◆ **Collected data entries**:
----

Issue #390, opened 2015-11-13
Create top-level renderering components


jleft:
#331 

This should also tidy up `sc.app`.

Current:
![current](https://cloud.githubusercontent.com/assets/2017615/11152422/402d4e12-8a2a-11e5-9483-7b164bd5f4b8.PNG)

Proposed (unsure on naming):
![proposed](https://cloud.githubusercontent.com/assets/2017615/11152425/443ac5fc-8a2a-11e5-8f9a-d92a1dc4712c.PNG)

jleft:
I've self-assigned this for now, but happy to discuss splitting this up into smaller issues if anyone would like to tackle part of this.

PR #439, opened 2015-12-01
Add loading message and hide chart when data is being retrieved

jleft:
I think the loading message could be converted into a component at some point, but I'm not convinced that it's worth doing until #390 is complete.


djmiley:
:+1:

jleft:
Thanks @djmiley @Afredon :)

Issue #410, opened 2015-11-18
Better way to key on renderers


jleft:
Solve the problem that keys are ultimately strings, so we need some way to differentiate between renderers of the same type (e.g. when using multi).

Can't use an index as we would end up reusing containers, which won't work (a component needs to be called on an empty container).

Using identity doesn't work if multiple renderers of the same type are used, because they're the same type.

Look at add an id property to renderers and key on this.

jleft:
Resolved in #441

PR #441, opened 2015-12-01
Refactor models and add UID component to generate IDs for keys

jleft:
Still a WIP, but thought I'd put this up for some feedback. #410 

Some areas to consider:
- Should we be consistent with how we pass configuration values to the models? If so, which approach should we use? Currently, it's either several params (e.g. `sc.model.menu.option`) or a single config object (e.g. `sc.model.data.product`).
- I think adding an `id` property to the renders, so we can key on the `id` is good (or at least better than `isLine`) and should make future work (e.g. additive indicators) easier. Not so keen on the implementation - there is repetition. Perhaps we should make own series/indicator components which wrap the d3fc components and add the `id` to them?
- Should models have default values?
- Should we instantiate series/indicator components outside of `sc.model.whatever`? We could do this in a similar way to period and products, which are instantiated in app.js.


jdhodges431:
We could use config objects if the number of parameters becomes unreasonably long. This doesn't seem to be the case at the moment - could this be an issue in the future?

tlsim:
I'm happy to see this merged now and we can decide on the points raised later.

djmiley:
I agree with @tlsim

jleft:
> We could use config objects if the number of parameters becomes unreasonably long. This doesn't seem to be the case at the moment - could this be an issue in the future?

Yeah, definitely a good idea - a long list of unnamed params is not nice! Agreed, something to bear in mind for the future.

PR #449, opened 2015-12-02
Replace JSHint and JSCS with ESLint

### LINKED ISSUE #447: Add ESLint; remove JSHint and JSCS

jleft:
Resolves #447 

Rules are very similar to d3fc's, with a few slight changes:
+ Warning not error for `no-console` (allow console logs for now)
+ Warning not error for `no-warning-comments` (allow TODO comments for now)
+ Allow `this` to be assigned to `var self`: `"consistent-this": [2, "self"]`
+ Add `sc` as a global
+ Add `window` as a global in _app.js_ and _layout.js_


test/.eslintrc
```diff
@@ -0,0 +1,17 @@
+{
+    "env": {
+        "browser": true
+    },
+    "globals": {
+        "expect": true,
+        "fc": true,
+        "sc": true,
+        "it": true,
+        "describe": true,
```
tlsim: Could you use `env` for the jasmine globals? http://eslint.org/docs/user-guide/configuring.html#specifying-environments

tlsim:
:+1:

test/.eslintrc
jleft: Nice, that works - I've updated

----

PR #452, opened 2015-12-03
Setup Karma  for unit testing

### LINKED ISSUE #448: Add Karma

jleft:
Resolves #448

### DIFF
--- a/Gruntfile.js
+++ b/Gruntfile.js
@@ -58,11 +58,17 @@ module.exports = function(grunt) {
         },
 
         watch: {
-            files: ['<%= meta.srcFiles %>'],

----

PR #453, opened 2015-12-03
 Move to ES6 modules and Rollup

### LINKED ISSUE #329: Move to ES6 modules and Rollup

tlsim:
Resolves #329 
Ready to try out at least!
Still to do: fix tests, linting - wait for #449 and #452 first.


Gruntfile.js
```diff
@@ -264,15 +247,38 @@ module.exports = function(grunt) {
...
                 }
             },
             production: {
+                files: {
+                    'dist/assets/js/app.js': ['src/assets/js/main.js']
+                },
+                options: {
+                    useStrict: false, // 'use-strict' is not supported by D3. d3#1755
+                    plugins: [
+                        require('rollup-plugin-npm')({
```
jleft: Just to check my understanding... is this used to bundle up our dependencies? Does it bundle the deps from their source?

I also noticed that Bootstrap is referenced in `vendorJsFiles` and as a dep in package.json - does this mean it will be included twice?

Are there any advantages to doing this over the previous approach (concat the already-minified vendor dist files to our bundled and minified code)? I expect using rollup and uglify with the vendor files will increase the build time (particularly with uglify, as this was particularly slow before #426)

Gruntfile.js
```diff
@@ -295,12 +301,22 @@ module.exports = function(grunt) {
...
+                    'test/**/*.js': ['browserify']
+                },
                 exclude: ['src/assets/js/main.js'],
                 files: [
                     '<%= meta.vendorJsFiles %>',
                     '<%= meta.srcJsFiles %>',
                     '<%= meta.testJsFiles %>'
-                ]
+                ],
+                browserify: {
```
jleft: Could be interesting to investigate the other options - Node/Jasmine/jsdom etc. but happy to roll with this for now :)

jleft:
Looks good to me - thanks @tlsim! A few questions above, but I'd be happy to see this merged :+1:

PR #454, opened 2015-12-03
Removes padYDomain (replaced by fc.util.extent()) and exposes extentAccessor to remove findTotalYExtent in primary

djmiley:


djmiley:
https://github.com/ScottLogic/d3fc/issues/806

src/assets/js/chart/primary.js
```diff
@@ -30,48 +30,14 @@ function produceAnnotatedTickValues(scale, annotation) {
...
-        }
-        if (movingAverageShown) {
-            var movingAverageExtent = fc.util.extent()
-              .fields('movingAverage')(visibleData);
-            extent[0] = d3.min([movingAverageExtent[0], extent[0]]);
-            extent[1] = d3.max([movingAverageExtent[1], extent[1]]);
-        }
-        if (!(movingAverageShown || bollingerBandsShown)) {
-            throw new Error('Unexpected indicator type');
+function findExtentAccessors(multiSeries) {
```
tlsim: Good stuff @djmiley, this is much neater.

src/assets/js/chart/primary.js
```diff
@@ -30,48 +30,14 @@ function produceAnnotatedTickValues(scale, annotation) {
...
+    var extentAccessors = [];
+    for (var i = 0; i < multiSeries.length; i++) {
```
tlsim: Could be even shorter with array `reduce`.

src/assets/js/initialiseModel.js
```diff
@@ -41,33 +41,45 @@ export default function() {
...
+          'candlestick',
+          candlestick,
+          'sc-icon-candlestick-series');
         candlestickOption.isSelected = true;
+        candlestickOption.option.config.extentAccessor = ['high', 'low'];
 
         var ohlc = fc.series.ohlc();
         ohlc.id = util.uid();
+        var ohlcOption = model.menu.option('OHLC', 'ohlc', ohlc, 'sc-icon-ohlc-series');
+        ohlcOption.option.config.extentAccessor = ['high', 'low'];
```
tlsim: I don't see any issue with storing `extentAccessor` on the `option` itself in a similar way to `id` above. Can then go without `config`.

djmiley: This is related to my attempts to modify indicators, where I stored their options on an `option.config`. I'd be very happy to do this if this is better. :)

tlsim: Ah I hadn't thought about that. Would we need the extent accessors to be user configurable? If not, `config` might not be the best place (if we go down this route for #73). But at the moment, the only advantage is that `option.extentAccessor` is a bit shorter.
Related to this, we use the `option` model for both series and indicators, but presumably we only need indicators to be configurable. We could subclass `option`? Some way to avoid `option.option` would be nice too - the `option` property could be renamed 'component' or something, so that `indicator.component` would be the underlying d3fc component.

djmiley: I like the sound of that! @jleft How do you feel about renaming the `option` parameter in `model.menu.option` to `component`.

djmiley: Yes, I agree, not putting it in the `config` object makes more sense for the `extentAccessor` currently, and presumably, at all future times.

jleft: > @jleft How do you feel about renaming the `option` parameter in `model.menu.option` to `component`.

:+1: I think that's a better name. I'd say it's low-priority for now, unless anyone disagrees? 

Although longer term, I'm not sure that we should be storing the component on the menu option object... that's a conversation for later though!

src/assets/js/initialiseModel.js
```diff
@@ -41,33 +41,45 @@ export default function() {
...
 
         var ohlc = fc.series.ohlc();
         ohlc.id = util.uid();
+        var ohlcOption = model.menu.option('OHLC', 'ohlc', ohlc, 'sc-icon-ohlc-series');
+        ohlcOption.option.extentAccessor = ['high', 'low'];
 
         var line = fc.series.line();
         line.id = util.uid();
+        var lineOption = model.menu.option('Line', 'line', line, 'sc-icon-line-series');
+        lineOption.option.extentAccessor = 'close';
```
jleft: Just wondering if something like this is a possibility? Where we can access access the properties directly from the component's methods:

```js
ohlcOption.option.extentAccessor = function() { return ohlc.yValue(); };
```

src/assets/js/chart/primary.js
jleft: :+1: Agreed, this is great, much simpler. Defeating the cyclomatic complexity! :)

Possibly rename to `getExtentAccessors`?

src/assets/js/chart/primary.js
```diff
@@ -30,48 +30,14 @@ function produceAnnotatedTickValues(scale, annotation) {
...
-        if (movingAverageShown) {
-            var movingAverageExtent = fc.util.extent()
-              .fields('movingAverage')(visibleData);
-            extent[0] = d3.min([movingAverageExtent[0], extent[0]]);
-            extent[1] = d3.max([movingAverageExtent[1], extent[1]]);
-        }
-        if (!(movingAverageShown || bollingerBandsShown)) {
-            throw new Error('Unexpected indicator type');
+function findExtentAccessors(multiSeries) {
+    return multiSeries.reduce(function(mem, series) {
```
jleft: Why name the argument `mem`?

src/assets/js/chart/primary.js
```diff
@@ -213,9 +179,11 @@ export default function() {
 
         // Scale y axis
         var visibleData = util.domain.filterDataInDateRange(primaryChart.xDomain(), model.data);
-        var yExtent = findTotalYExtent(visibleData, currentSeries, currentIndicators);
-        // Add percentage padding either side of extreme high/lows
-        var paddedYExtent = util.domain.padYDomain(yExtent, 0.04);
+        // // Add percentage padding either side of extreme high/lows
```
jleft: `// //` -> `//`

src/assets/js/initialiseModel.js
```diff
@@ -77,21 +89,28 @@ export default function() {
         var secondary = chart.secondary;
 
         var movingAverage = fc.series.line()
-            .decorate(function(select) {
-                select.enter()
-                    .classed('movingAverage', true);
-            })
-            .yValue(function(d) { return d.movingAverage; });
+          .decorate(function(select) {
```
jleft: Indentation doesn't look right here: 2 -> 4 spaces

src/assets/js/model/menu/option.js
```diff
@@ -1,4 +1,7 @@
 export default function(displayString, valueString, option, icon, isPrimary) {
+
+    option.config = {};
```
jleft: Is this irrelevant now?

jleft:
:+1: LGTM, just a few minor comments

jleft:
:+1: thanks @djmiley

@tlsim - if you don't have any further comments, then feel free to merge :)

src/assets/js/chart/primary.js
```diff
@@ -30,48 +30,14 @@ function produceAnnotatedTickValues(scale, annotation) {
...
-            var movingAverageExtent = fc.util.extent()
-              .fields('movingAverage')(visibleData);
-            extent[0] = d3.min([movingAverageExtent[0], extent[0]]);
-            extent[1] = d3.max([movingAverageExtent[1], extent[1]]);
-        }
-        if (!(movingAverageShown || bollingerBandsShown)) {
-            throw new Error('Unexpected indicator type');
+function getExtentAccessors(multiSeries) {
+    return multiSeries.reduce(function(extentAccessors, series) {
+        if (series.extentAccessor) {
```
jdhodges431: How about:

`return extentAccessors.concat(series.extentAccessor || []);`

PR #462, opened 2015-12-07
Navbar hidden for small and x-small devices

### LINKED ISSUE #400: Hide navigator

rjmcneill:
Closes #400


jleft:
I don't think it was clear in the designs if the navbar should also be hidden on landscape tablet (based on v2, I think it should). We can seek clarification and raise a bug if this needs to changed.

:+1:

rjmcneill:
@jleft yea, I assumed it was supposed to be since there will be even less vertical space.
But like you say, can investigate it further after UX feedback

----

Only the lines above from the one with "Can't use an" through the one with "- Should we be" should be duplicated, character for character.

◆ **OUTPUT FOR THIS TASK**:
Can't use an index as we would end up reusing containers, which won't work (a component needs to be called on an empty container).

Using identity doesn't work if multiple renderers of the same type are used, because they're the same type.

Look at add an id property to renderers and key on this.

jleft:
Resolved in #441

PR #441, opened 2015-12-01
Refactor models and add UID component to generate IDs for keys

jleft:
Still a WIP, but thought I'd put this up for some feedback. #410 

Some areas to consider:
- Should we be consistent with how we pass configuration values to the models? If so, which approach should we use? Currently, it's either several params (e.g. `sc.model.menu.option`) or a single config object (e.g. `sc.model.data.product`).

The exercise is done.